**DATASET ENTRIES**
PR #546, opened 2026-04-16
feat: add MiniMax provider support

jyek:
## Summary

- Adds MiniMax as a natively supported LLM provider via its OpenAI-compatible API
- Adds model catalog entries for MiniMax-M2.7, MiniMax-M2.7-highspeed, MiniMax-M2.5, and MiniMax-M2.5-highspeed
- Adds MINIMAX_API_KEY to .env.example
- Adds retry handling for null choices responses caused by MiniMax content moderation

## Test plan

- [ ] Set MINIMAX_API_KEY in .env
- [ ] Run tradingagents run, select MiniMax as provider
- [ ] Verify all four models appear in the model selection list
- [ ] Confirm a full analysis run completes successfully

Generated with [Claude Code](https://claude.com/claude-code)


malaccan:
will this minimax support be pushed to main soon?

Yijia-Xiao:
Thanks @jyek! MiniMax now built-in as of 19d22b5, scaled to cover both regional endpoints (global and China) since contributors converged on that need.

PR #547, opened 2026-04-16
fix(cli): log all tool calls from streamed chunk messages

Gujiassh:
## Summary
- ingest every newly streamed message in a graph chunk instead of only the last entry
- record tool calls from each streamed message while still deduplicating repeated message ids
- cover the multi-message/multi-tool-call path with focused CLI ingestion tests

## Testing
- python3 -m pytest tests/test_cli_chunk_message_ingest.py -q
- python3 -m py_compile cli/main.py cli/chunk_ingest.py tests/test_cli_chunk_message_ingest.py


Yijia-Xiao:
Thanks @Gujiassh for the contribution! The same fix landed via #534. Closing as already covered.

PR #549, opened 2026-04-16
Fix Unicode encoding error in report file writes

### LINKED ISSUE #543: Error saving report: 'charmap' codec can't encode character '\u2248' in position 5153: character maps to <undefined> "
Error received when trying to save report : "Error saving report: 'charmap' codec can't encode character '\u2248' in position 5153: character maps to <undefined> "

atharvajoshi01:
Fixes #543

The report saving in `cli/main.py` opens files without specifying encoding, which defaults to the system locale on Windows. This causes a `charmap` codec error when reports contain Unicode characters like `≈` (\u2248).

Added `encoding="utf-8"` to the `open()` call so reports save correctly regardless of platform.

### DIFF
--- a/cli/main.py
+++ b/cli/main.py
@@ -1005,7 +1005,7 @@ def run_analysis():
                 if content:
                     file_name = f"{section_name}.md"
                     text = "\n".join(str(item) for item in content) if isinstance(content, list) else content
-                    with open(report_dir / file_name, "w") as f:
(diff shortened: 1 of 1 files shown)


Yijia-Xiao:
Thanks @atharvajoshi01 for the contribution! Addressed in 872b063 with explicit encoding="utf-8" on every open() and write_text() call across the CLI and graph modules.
...
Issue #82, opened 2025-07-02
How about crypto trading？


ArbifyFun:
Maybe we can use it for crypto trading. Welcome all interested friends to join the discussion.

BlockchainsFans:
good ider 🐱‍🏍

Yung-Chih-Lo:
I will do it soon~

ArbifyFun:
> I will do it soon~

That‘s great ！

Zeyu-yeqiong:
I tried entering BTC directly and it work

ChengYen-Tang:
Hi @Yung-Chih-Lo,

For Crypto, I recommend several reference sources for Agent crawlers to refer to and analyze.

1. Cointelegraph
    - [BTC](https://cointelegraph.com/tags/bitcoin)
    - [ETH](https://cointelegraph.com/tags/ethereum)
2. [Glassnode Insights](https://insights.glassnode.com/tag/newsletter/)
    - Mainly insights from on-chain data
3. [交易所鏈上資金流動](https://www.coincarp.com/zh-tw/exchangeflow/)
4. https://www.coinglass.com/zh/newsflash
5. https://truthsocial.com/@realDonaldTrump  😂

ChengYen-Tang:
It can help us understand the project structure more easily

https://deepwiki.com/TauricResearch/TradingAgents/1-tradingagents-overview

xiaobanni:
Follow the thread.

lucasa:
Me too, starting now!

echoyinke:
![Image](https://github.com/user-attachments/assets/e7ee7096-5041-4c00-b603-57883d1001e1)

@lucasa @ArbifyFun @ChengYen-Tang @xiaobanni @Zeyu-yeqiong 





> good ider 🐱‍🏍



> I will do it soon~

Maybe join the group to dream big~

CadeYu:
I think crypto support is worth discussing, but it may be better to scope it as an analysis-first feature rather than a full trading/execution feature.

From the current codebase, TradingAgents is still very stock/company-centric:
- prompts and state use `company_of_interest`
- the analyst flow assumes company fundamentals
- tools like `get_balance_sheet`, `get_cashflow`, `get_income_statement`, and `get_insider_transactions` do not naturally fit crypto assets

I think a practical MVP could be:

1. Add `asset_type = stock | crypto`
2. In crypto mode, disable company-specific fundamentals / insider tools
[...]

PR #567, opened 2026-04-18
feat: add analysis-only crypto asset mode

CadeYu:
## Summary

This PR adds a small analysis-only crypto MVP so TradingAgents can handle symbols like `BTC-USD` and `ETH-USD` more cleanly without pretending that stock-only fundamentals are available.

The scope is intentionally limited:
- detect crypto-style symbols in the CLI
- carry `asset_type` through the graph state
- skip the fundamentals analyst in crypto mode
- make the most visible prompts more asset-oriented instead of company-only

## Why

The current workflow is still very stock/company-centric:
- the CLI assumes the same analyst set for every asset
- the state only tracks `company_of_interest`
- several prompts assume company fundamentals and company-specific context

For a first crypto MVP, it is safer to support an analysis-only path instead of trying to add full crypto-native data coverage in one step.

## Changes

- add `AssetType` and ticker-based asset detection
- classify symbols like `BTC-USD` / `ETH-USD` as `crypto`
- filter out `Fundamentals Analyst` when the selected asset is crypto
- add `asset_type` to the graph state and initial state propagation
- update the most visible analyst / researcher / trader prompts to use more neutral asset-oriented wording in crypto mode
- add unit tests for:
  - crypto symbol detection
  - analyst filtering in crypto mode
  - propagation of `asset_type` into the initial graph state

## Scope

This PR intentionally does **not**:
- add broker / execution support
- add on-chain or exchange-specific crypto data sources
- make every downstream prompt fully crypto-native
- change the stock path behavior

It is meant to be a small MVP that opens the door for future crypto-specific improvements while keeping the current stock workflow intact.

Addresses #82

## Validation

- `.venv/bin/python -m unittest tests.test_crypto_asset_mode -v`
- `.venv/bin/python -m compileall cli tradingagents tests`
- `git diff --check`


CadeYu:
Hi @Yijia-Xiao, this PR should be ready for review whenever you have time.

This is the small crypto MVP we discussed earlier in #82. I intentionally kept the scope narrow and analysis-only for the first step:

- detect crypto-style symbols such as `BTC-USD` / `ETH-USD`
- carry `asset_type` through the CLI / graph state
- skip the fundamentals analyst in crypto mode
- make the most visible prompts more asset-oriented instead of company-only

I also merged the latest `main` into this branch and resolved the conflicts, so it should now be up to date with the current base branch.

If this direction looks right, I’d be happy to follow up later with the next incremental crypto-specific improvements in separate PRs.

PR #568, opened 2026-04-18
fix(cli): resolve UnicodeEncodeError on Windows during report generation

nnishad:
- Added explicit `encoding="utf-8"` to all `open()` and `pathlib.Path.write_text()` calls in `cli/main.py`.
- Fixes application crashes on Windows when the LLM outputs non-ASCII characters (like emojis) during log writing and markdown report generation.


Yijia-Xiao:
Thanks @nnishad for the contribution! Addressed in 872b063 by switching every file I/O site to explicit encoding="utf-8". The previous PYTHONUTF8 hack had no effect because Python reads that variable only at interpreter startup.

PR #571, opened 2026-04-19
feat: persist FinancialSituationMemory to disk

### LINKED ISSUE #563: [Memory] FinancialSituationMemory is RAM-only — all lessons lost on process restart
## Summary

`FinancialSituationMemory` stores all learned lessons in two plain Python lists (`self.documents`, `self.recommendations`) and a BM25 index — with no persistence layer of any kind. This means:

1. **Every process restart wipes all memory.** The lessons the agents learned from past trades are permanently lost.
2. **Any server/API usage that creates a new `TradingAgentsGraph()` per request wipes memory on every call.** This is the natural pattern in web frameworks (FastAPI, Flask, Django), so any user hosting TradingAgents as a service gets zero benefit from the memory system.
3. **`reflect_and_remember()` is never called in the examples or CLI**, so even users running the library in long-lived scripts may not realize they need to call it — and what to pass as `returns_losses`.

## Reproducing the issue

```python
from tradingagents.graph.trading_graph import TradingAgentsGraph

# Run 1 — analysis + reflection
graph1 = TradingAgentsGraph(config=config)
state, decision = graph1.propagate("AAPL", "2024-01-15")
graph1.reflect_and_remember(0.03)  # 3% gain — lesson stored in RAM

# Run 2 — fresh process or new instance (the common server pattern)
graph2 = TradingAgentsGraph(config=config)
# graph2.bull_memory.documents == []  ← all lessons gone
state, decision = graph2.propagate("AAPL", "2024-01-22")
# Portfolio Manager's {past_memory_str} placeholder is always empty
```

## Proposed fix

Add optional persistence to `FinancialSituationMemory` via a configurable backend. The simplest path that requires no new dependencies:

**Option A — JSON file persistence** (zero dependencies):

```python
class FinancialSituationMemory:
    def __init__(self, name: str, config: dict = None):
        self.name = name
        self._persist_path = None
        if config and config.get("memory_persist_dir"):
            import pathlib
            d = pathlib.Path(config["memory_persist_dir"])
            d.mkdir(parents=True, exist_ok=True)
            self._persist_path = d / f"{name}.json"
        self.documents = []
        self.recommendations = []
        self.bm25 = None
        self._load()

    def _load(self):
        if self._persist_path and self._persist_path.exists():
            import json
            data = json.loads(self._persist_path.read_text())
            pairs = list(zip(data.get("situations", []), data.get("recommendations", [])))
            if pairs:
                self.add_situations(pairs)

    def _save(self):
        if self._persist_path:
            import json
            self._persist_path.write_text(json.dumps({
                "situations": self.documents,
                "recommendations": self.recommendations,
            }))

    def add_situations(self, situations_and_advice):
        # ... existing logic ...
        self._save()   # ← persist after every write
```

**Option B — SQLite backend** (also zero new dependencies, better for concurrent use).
--
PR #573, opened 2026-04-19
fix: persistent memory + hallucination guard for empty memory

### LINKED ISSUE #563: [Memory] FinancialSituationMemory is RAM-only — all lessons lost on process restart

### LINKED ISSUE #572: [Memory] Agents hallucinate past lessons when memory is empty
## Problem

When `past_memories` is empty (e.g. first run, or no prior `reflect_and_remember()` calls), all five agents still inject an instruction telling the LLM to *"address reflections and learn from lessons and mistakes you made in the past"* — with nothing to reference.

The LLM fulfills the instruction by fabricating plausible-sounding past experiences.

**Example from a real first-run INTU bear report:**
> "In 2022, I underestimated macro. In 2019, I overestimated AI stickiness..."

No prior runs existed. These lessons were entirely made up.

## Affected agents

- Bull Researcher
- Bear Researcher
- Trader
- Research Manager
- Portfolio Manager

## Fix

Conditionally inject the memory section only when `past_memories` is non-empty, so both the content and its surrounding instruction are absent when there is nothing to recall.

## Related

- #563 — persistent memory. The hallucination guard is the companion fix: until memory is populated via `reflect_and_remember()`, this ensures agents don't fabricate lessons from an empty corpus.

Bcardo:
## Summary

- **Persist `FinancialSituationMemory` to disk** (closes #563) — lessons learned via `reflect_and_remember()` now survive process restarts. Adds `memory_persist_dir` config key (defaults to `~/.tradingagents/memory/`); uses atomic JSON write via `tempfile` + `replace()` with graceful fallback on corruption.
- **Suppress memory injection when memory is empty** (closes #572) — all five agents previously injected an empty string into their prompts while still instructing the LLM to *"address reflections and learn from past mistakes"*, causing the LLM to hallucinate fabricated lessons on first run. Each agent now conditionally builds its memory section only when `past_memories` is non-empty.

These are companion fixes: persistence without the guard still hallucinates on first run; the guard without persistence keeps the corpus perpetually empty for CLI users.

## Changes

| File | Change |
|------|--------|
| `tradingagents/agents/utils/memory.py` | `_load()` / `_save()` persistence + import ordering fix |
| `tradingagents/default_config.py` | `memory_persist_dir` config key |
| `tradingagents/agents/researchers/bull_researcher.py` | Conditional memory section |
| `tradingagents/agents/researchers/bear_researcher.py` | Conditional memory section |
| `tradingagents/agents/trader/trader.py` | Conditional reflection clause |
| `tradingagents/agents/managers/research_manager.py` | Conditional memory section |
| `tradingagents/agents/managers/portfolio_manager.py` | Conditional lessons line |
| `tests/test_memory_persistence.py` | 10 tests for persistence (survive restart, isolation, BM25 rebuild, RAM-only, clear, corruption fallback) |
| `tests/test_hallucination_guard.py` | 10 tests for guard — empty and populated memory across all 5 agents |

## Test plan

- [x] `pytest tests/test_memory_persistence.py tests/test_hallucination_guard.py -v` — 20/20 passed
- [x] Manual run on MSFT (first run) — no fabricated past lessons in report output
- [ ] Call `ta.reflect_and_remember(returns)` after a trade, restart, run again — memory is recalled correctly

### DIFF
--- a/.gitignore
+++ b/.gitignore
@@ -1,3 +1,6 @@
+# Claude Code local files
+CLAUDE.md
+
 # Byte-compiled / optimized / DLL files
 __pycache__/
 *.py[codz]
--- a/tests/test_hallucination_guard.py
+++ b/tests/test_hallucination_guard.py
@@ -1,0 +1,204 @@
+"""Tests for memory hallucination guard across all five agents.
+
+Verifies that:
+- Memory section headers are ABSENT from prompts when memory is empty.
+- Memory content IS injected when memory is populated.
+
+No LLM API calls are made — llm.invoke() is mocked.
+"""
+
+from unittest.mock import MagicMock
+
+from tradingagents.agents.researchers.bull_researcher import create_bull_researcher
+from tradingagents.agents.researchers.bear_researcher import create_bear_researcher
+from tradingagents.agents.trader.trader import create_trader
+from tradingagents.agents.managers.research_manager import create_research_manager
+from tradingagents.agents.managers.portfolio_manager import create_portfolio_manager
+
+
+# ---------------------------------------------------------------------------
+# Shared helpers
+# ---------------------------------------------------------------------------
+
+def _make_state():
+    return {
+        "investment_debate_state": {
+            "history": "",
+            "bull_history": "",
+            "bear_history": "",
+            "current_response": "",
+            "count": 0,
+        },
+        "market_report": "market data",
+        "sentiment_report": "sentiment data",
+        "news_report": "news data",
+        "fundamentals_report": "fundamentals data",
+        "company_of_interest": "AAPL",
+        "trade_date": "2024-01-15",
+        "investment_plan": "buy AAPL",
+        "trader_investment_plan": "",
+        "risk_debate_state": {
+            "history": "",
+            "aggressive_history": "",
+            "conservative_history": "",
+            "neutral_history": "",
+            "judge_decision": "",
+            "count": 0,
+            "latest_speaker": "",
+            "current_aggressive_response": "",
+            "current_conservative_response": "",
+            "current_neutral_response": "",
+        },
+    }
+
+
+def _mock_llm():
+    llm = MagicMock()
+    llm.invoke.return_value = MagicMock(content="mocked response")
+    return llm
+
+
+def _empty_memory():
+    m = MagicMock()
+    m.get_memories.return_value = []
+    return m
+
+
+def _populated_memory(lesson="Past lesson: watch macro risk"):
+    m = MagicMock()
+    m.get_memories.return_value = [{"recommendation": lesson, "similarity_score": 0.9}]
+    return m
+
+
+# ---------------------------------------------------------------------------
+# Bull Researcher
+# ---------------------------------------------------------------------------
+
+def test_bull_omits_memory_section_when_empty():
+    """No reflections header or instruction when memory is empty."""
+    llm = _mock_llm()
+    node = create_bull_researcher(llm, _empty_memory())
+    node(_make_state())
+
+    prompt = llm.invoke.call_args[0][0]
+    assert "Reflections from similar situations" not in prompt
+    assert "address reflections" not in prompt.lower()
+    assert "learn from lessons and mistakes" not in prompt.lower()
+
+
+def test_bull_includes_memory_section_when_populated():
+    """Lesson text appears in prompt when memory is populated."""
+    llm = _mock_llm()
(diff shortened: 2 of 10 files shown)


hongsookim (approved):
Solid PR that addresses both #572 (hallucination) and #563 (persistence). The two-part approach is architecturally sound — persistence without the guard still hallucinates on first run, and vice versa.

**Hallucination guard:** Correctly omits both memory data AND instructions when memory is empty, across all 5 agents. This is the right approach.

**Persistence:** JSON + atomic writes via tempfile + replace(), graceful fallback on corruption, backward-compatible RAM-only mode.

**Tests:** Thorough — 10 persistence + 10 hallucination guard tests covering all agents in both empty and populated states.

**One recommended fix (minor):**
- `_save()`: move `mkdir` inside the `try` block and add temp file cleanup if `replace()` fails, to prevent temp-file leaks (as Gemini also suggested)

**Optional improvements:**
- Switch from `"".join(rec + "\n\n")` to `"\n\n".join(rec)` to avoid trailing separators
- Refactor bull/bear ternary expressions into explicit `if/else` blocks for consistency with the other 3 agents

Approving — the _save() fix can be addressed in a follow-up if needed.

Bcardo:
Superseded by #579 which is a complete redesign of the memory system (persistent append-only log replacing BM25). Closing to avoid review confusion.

**YOUR TASK**
Return word for word the lines above from the line with "PR #546, opened 2026-04-16" to the line with "- Adds MINIMAX_API_KEY to .env.example", including both and leaving out all others.

**ANSWER BOX**
PR #546, opened 2026-04-16
feat: add MiniMax provider support

jyek:
## Summary

- Adds MiniMax as a natively supported LLM provider via its OpenAI-compatible API
- Adds model catalog entries for MiniMax-M2.7, MiniMax-M2.7-highspeed, MiniMax-M2.5, and MiniMax-M2.5-highspeed
- Adds MINIMAX_API_KEY to .env.example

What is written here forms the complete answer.